Reflecting different clinical regimens, the study included four treatment groups: group 1 received weekly dose-adjusted prophylaxis (50 IU of rFIXFc per kilogram of body weight to start), with the dose adjusted as needed clinically; group 2 received interval-adjusted prophylaxis (100 IU/kg every 10 days to start), with the interval adjusted as needed; group 3 received treatment as needed (episodic or on-demand treatment) for bleeding episodes (20 to 100 IU/kg), with the dose adjusted according to bleeding severity; and group 4 received treatment as needed for surgical procedures.

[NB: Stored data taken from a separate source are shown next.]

PR #331, opened 2023-07-07
fix: shasum regex

ghost:
Extracting the shasum fails on my machine:
```
TASK [ansible-vault : Download Vault (local) → https://releases.hashicorp.com/vault/1.12.0+ent/vault_1.12.0+ent_linux_amd64.zip] ************************
fatal: [vlt-bootstrap-vlt-01 -> 127.0.0.1]: FAILED! => {"msg": "The task includes an option with an undefined variable. The error was: No first item, sequence was empty.. No first item, sequence was empty.\n\nThe error appears to be in '***': line 32, column 3, but may\nbe elsewhere in the file depending on the exact syntax problem.\n\nThe offending line appears to be:\n\n\n- name: \"Download Vault (local) → {{ vault_zip_url }}\"\n  ^ here\nWe could be wrong, but this one looks like it might be an issue with\nmissing quotes. Always quote template expression brackets when they\nstart a value. For instance:\n\n    with_items:\n      - {{ foo }}\n\nShould be written as:\n\n    with_items:\n      - \"{{ foo }}\"\n"}
```

Maybe it has to do with the fact that `vault_pkg` contains dots (`.`) which could mess up the regex? Not sure though.

In any case, testing for OS and arch should be sufficient, because the shasum file only contains hash sums for the same Vault version?

What do you think @gardar?

### DIFF
--- a/tasks/install.yml
+++ b/tasks/install.yml
@@ -33,7 +33,7 @@
   get_url:
     url: "{{ vault_zip_url }}"
     dest: "{{ role_path }}/files/{{ vault_pkg }}"
-    checksum: "sha256:{{ (lookup('url', vault_checksum_file_url, wantlist=true) | select('match', '.*' + vault_pkg + '$') | first).split()[0] }}"
+    checksum: "sha256:{{ (lookup('url', vault_checksum_file_url, wantlist=true) | select('match', '.*' + vault_os + '_' + vault_architecture) | first).split()[0] }}"
     timeout: "42"
     mode: 0644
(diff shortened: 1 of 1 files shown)


ghost:
So seems like the original version works fine if I install from the OS repo with slightly changed variables:

```
vault_version: 'enterprise-1.11.2+ent'
vault_install_hashi_repo: true
```

The shasum check works fine when installing from the repo.

I will close this PR and go with that version (OS/repo package).

PR #332, opened 2023-07-07
feat: add vault_license_reporting var to opt out of automated license utilization reporting

ghost:
This adds a variable `vault_license_reporting` to allow enterprise customers to opt out of the [automated license utilization reporting](https://developer.hashicorp.com/vault/docs/enterprise/license/utilization-reporting).

The default for the variable is `false`, which means that no config changes are made and the license utilization is reported to HashiCorp automatically.

If the user sets the value to `true`, the license reporting is disabled in the main configuration file with the `reporting` stanza:
```
reporting {
    license {
        enabled = false
   }
}
```

Setting the value to `true` on Vault releases which do not yet support the reporting feature results in a warning in the Vault server log.

### DIFF
--- a/README.md
+++ b/README.md
@@ -1269,6 +1269,12 @@ The role can configure HSM based instances. Make sure to reference the [HSM supp
 - Path to enterprise license on the Ansible controller (source file for upload). Upload skipped when empty or undefined. Only used if `vault_configure_enterprise_license: true`.
 - Default value: ""
 
+### `vault_license_reporting`
+
+- Opt out of automated License utilization reporting by setting this value to `false`. `vault_license_reporting=false` includes the necessary [`reporting`](https://developer.hashicorp.com/vault/docs/enterprise/license/utilization-reporting) stanza in the main configuration file.
+- The `reporting` stanza is only effective for Vault Enterprise >= `1.14.0`, Vault Enterprise >= `1.13.4`, Vault Enterprise >= `1.12.8`, Vault Enterprise >= `1.12.8` and  Vault Enterprise >= `1.11.12`. The `reporting` stanza is ignored (warning in the server log) in earlier Vault releases.
+- Default value: true
+
 ### `vault_hsm_app`
 
 - Set which cryptography app to use.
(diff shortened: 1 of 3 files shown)


README.md
```diff
@@ -1269,6 +1269,12 @@ The role can configure HSM based instances. Make sure to reference the [HSM supp
 - Path to enterprise license on the Ansible controller (source file for upload). Upload skipped when empty or undefined. Only used if `vault_configure_enterprise_license: true`.
 - Default value: ""
 
+### `vault_license_reporting`
+
+- Opt out of automated License utilization reporting by setting this value to `false`. `vault_license_reporting=false` includes the necessary [`reporting`](https://developer.hashicorp.com/vault/docs/enterprise/license/utilization-reporting) stanza in the main configuration file.
+- The `reporting` stanza is only effective for Vault Enterprise >= `1.14.0`, Vault Enterprise >= `1.13.4`, Vault Enterprise >= `1.12.8`, Vault Enterprise >= `1.12.8` and  Vault Enterprise >= `1.11.12`. The `reporting` stanza is ignored (warning in the server log) in earlier Vault releases.
```
pree: Vault Enterprise `1.12.8` is double, also a doubled whitespace before Vault Enterprise >= `1.11.12`

templates/vault_main_configuration.hcl.j2
```diff
@@ -139,6 +139,16 @@ telemetry {
 license_path = "{{ vault_license_path }}"
 {% endif -%}
 
+{% if not (vault_license_reporting | bool) -%}
```
pree, line 142: As this is enterprise only, should we add `vault_enterprise` to this check, so it's not appended for OSS deployments?
I don't know if an OSS configuration fails if this is set.

pree (changes requested):

templates/vault_main_configuration.hcl.j2
ghost: Thanks for the review. Gave this scenario a test. We have the same behavior as with an Enterprise version which does not support reporting:
```
[WARN]  unknown or unsupported field reporting found in configuration at /etc/vault.d/vault_main.hcl:37:1
```

Apart from the warning Vault is fully functional.

README.md
ghost: Thanks for reviewing, fixed it

ghost:
I just noticed that we could probably achieve the same configuration by using the `vault_custom_configuration` value. However, adding the feature flag for this opt out is more explicit.

pree (approved):
LGTM :)

PR #336, opened 2024-01-31
restart according to rolling upgrade instructions added

smirta:
This will add a switch to restart a cluster according to instructions noted in [Rolling Upgrade Procedure for upgrading a single HA cluster](https://developer.hashicorp.com/vault/tutorials/standard-procedures/sop-upgrade#rolling-upgrade-procedure-for-upgrading-a-single-ha-cluster). 

Flow in ansible:
1. Identify if host is a leader
2. If not, restart it
3. Wait until it is available again
4. restart leader

I'm by no means an Ansible expert, I hope this makes sense and this PR is acceptable. As far as I can see it works as expected.

### DIFF
--- a/README.md
+++ b/README.md
@@ -279,6 +279,11 @@ The role defines variables in `defaults/main.yml`:
 - Should the playbook restart Vault service when needed
 - Default value: true
 
+### `vault_rolling_service_restart`
+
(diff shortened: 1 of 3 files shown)


FalcoSuessgott:
thanks for the PR! Looks great, I will try to fix that CI very soon so you can continue

PR #342, opened 2024-06-24
feat: add Restart vault notification as in other install tasks

smirta:
Notify Restart vault handler as in the other install tasks.


smirta:
I accidently deleted the fork when cleaning up my profile.

lakrass:
In the meanwhile this change was already included in another PR.

PR #350, opened 2024-12-09
Add Debian 12 as molecule scenario and update role's meta information

sschmittsva:


sschmittsva:
Cannot get Debian 12 working. Will try again some other time.

PR #359, opened 2024-12-12
Changed when clause to use vault_tls_disable & vault_tls_gossip as bool instead of int comparison

lakrass:
- Cast variables to bool (in case someone uses env-vars and enters 0 or 1)
- Use bool query in when clause instead of integer comparison, so bool values can be assigned to the variables
- Changed default values of the variables to bool


lakrass:
This PR is ready for review!

FalcoSuessgott:
LGTM

lakrass:
Thank you! :)

PR #375, opened 2025-06-05
feat: Add option to bypass repository configuration

### LINKED ISSUE #374: Add option to bypass entire repository configuration
We need to host HashiCorp Vault in an airgapped environment on RHEL9 with artifactory as caching service for e.g. official RedHat- or Ubuntu-repos.
Right now the code will add the official public yum repos which are not reachable.
We handle our repos with a specific ansible role, so there is no need to add public repos.
I'm looking for a switch to bypass the repo-config by this role.

razorworks:
This fixes #374


lakrass:
Hey! The change itself makes sense! 
In the meantime the role has changed a bit. Please review and rebase your changes.

PR #376, opened 2025-06-12
 fix: solve crash if vault_port is set below 1024 by adding CAP_NET_ADMIN 

thomas-VIGINUM:
Add the possibility the possibility to set vault_port < 1024 without crashing by adding the `CAP_NET_BIND_SERVICE` capability when necessary.

### DIFF
--- a/role_variables.md
+++ b/role_variables.md
@@ -729,6 +729,8 @@ available starting at Vault version 1.4.
 ## `vault_port`
 
 - TCP port number to on which to listen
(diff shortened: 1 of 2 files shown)


lakrass (changes requested):
The change itself makes sense!

Please add proper documentation, so users are aware, that the additional capability is added when using a port < 1024.

Also please use [conventional commits](https://www.conventionalcommits.org/en/v1.0.0/) and rebase your branch when finished.

thomas-VIGINUM:
hey ! is that ok for you ?

lakrass (approved):
This will work! :)
Thank you for your contribution!

Issue #3539, opened 2021-06-09
A new GA4 property has not been created for a new account created via settings page


eclarke1:
## Bug Description

A new GA4 property has not been created for a new account created via settings page. Now I see wrong GA4 property on the view settings page.

[Related Asana task](https://app.asana.com/0/1200316599642381/1200447371742693)

---------------

_Do not alter or remove anything below. The following sections will be managed by moderators only._

## Acceptance criteria

* When creating a new Analytics account via the setup flow, a new GA4 property for that account and the current site should also be created (in addition to the regular account creation process which already includes creating the UA property).
    * This was already implemented in #3252, but there seems to be a problem with the implementation.

## Implementation Brief

* Merge #3571

### Test Coverage

* N/A

### Visual Regression Changes

* N/A

## QA Brief

* Create a new account via setup or settings form.
* Verify that it also creates GA4 property with the appropriate web data stream.

## Changelog entry

* Update Analytics account creation to ensure a GA4 property is always created when GA4 is enabled.

eugene-manuilov:
@felixarntz @aaemnnosttv after digging into this issue it turned out that this issue caused by insufficient permissions scopes error that is thrown when we call the `create` method: https://github.com/google/site-kit-wp/blob/af36f9384d3a56fedb3daddc74bbdbbbda1ad0e6/includes/Modules/Analytics_4.php#L224

Here is the error body:
```
{
  "error": {
    "code": 403,
    "message": "Request had insufficient authentication scopes.",
    "errors": [
      {
        "message": "Insufficient Permission",
        "domain": "global",
        "reason": "insufficientPermissions"
      }
    ],
    "status": "PERMISSION_DENIED"
  }
}
```

Do you know how we can overcome it? :thinking:

felixarntz:
@eugene-manuilov Oh I assume that is because creating an account only requires the `https://www.googleapis.com/auth/analytics.provision` scope, but creating the property requires the `https://www.googleapis.com/auth/analytics.edit` scope.

I suggest we therefore include _both_ scopes as new requirement for the `POST:create-account-ticket` data point. While strictly the second scope is only needed to create the property, from a user-facing perspective, this is now a single unified process - and technically the creation of an account includes already the creation of a UA property anyway (which would already require `https://www.googleapis.com/auth/analytics.edit` if it had been done individually).

The above fix should be fairly straightforward and would resolve this problem. Probably we should only require the extra scope for now if the `ga4Setup` feature flag is enabled.

[...]

PR #3571, opened 2021-06-14
Bug/3539 new ga4 property for new account

eugene-manuilov:
## Summary

Addresses issue #3539

## Checklist


assets/js/modules/analytics/components/common/AccountCreate/index.js
```diff
@@ -58,16 +60,17 @@ export default function AccountCreate() {
 	const canSubmitAccountCreate = useSelect( ( select ) => select( STORE_NAME ).canSubmitAccountCreate() );
 	const isDoingCreateAccount = useSelect( ( select ) => select( STORE_NAME ).isDoingCreateAccount() );
 	const hasProvisioningScope = useSelect( ( select ) => select( CORE_USER ).hasScope( PROVISIONING_SCOPE ) );
+	const hasEditScope = useSelect( ( select ) => isGA4enabled ? select( CORE_USER ).hasScope( EDIT_SCOPE ) : undefined );
```
aaemnnosttv, line 63: No need to select this conditionally since we're already using the same selector above for the provisioning scope so the resolver will be invoked for `getAuthentication()` anyways. Better to keep it simple and consistent.

Also, this would also cause the `! hasEditScope` to always be `true` below if GA4 was not enabled which could cause problems later if `isGA4enabled` wasn't checked before using it.

```suggestion
	const hasEditScope = useSelect( ( select ) => select( CORE_USER ).hasScope( EDIT_SCOPE ) );
```

aaemnnosttv (commented):
Looks good to me, just one thing to change which has a suggestion that I'll apply now (see below).

aaemnnosttv (approved):
LGTM 👍

Issue #2998, opened 2021-03-22
Ensure a Web container is available for selection during Tag Manager module setup if using Standard mode AMP - when not all URLs are AMP


jamesozzie:
## Bug Description

As raised by [one user in the support forums](https://wordpress.org/support/topic/site-kit-amp-standard-mode-gtm/) some users have AMP active in standard mode. For some URLs they may have AMP disabled, as configured in the AMP plugins "Supported Templates" configuration.  If they wish to enable the Tag Manager module within Site Kit this results in no Web Container dropdown available - resulting in no GTM container for non AMP URLs.

Rather than just checking the active AMP mode the plugin should check the AMP Plugins "Supported Templates" configuration. There is a "Serve all templates as AMP?" flag as evident in a users Site Health information with the AMP plugin active, this could be used to allow the disable of a web container.

[AMP plugin GitHub PR](https://github.com/ampproject/amp-wp/pull/1235) with "Support Templates" details

## Steps to reproduce

1. Setup AMP in standard mode
2. Disable AMP for any template modes or content types (ie. homepage)
3. Setup Tag Manager
4. Web Container doesn't appear

## Screenshots

![image](https://user-images.githubusercontent.com/41326532/111974324-3410bf00-8af7-11eb-9970-8f5b795a4298.png)

![image](https://user-images.githubusercontent.com/41326532/111974451-530f5100-8af7-11eb-9ea3-6e927e948353.png)
 

---------------

_Do not alter or remove anything below. The following sections will be managed by moderators only._

## Acceptance criteria

* The Site Kit logic to detect the AMP mode relevant for the site should be improved as follows:
    * If the AMP plugin option "Serve all templates as AMP" is not enabled, the AMP mode returned should be "secondary" instead of "primary". That is because, even though the site is mainly in standard mode ("primary"), there may still be non-AMP content present.
    * If the Web Stories plugin is active, the AMP mode returned should be "secondary" instead of `false`. In other words, if e.g. the AMP plugin is not active at all but the Web Stories plugin is, we still need to assume the site to be "secondary" AMP (since Web Stories uses AMP, while in that case the rest of the site wouldn't).

## Implementation Brief

Update the function `get_amp_mode()` to work as follows:

https://github.com/google/site-kit-wp/blob/d6ea05554e20353df9e770abd193c98b006cdf79/includes/Context.php#L321

- Always `self::AMP_MODE_SECONDARY;` in place of `self::AMP_MODE_PRIMARY;`
[...]

PR #3577, opened 2021-06-15
Update to always return AMP mode secondary.

Hazlitte:
## Summary

Update to always return AMP mode secondary.

Addresses issue #2998

## Checklist

### DIFF
--- a/includes/Context.php
+++ b/includes/Context.php
@@ -28,7 +28,11 @@ class Context {
 	/**
 	 * Primary "standard" AMP website mode.
 	 *
-	 * @since 1.0.0
+	 * This mode is currently unused due to Tag Manager setup not showing the Web Container dropdown
+	 * when AMP is in standard mode and some urls have AMP disabled.
+	 *
+	 * @since 1.0.0 Originally introduced.
+	 * @since n.e.x.t Marked as unused, see description.
 	 * @var string
 	 */
 	const AMP_MODE_PRIMARY = 'primary';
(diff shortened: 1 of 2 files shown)


Hazlitte:
@googlebot I consent

Hazlitte:
@tofumatt As suggested I tested with the latest release of the AMP plugin and version 1.5.5.

tofumatt:
Looks like this is a new PR—we originally had the PR discussion in #3504, just curious why this new one was opened? It's usually best to keep changes in one PR so we can keep track of the discussion 🙂

includes/Context.php
```diff
@@ -348,27 +352,7 @@ public function get_amp_mode() {
...
-			}
-		} elseif ( function_exists( 'amp_is_canonical' ) ) {
-			// On older versions, if it is not primary AMP, it is definitely secondary AMP (transitional or reader mode).
-			if ( amp_is_canonical() ) {
-				return self::AMP_MODE_PRIMARY;
-			}
-
+		if ( $exposes_support_mode || function_exists( 'amp_is_canonical' ) ) {
 			return self::AMP_MODE_SECONDARY;
 		}
```
tofumatt, line 357: Let's keep the original check in here, but add `STANDARD_MODE_SLUG` in, eg:

```php
if ( $exposes_support_mode ) {
    // If recent version, we can properly detect the mode.
    if ( $amp_plugin_version_2_or_higher ) {
        $mode = AMP_Options_Manager::get_option( 'theme_support' );
    } else {
        $mode = AMP_Theme_Support::get_support_mode();
    }

    if (
        in_array( $mode, array(
            AMP_Theme_Support::STANDARD_MODE_SLUG,
            AMP_Theme_Support::TRANSITIONAL_MODE_SLUG,
            AMP_Theme_Support::READER_MODE_SLUG
        ), true )
    ) {
        return self::AMP_MODE_SECONDARY;
    }
} elseif ( function_exists( 'amp_is_canonical' ) ) {
    return self::AMP_MODE_SECONDARY;
}
```

I know it seems a lot more verbose, but if new modes are added to the AMP plugin we should need to explicitly support them I'd think, which is what our old code is doing. Otherwise `if ( in_array( $mode, array( AMP_Theme_Support::TRANSITIONAL_MODE_SLUG, AMP_Theme_Support::READER_MODE_SLUG ), true ) ) {` would be skipped and we'd always `return self::AMP_MODE_SECONDARY`, but we don't.

So let's keep those checks in.

tofumatt (changes requested):
Let's keep the existing check in place, but other than that looks good.

tofumatt (approved):
Looks good, but as I made some changes passing over to @aaemnnosttv for another look before merging into the release.

tofumatt:
@googlebot I consent.

includes/Context.php
Hazlitte: Hi @tofumatt,
A couple of days ago Evan told us "develop has been cut into main so please ensure any remaining PRs for 1.35.0 (or follow-ups from QA) are created from and updated to target main.".  I took this to mean that I needed to create a new branch from main for this ticket, transfer the changes to it and create a new PR.  I guess this was the wrong approach.  What should I have done?

aaemnnosttv: @Hazlitte that comment was only regarding issues for the release (1.35.0). #2998 was not tagged with the release, so no change was needed here.

Hazlitte: @aaemnnosttv Ah ok, thanks for clarifying 👍

Issue #3509, opened 2021-06-08
Add slide up / down animation to User Feedback survey


eclarke1:
## Feature Description

The User Feedback survey is missing the slide up / down animation to show / hide the survey.

---------------

_Do not alter or remove anything below. The following sections will be managed by moderators only._

## Acceptance criteria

A total of 5243 rFIXFc administrations occurred during the study, and overall, 96.6% of participants in the prophylaxis groups were adherent to their treatment regimen; most self-administered rFIXFc at home. The terminal half-life of rFIXFc was significantly longer than that of rFIX (geometric mean, 82.1 vs 33.8 hours; P < .001). The incremental recoveries were similar. The time to reach a factor IX level of 1 IU/dL (1%) was 11.2 days with rFIXFc and 5.1 days with rFIX. In the group that received prophylaxis dosing based on individualized intervals to maintain trough FIX levels above 3% (Group 2), over half of the participants had dosing intervals of 14 or more days during the last 3 months on the study. Participants in groups 1 and 2, with the highest bleeding frequency before study entry, had median annualized bleeding rates of 2.05 and 2.76, respectively, while enrolled in the study. Among the participants receiving prophylaxis, 23.0% in group 1 and 42.3% in group 2 had no bleeding episodes during the study. Adverse events observed in this study were consistent with those expected in the population of persons with hemophilia. In the surgery arm of this phase 3 trial, rFIXFc also demonstrated safe and effective perioperative hemostasis during the perioperative period in persons requiring major (mostly orthopedic) surgery. No inhibitors were detected for subjects switching to the fusion protein. There was no evidence of allergic reactions or thrombogenicity as reported previously for rFIX.
Similar results were demonstrated in the two clinical trials for rFVIII-Fc, with safety confirmed and no inhibitor development in previously treated patients. However, probably due to the interaction of FVIII with its chaperone protein vWF, there was less impressive improvement in pharmacokinetic parameters, with the half-life essentially limited to somewhat less than that of vWF. In the phase 3 study, the terminal half-life of rFVIII-Fc was 1.53-fold longer compared with recombinant full-length FVIII (19.0 vs 12.4 hours; P < .001). Extended-interval dosing, with some patients able to infuse every 5 or 6 days, supported low rates of spontaneous bleeding, and the individual increases in half-life correlated with endogenous levels of vWF.